Prasinohaema virens
- Conservation status: Least Concern (IUCN 3.1)

Scientific classification
- Kingdom: Animalia
- Phylum: Chordata
- Class: Reptilia
- Order: Squamata
- Family: Scincidae
- Genus: Prasinohaema
- Species: P. virens
- Binomial name: Prasinohaema virens (Peters, 1881)

= Prasinohaema virens =

- Genus: Prasinohaema
- Species: virens
- Authority: (Peters, 1881)
- Conservation status: LC

Species of lizard

The green-blooded skink (Prasinohaema virens), sometimes (ambiguously) known as green tree skink, is a scincid lizard species native to Papua New Guinea and the Solomon Islands. This small and arboreal lizard is common, but poorly known.

==Physiology==
The skink has developed setae on its toe pads (or digit pads) for climbing analogous to those of geckos and anoles, but the trait is believed to have evolved independently to these groups, so is an example of convergent evolution. With regards to the trait, other species in the genus, P. flavipes and P. prehensicauda, have the primitive character, and lack the setae. Other skinks within the genus Lipinia have also evolved toe pad setae, and within the skink family, four morphologically distinct adhesive microstructures have evolved, possibly all with independent evolutionary origins. By contrast, anoles and geckos each use a single, common structure, although it appears to have evolved independently in the two groups.

===Blood===
As in other lizards of the genus Prasinohaema, the blood of P. virens is green, rather than the usual red coloration of most vertebrates. The green blood pigmentation results in a strikingly bright lime-green coloration of muscles, bones, tongue, and mucosal tissue, and is the result of the accumulation of the bile pigment biliverdin in levels that would be toxic in all other vertebrates. Biliverdin is formed from the breakdown of hemoglobin, and is normally converted to bilirubin. However, mutations in various genes regulating bilirubin formation is believed to lead to the formation and accumulation of high levels of biliverdin. It is speculated that the high biliverdin concentration protects against malaria.

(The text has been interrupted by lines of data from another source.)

PR #116, opened 2018-01-22
Finish the safety MIAM exemptions

zheileman:
A bit of code refactor and extracting the exemptions to a value-object to make life easier.
More details in the individual commits.

### DIFF
--- a/config/locales/en.yml
+++ b/config/locales/en.yml
@@ -864,6 +864,7 @@ en:
       steps_miam_certification_number_form:
         miam_certification_number: FMC registration number
       steps_miam_exemptions_safety_form:
+        ## GROUP POLICE ##
         group_police_html: |
           <span class="heading-small gv-u-heading-small">The police have been involved</span><br/>
           <span class="form-hint">For example, you or the other person (the respondent) has been arrested or cautioned for domestic or child abuse offences.</span>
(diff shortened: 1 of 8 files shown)


config/locales/en.yml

== Distribution and habitat ==
P. virens is native to Papua New Guinea and the Solomon Islands. It is found at altitudes ranging from sea level to 500 m, and inhabits rainforest and plantations of different varieties.

== Import to Australia ==
In Australia, importing this skink is prohibited under State and Territory legislation because the skink's risk as an invasive species has not yet been assessed. However, live specimens may be imported with a permit issued under the Environment Protection and Biodiversity Conservation Act 1999 for noncommercial purposes, such as research, but not as a household pet.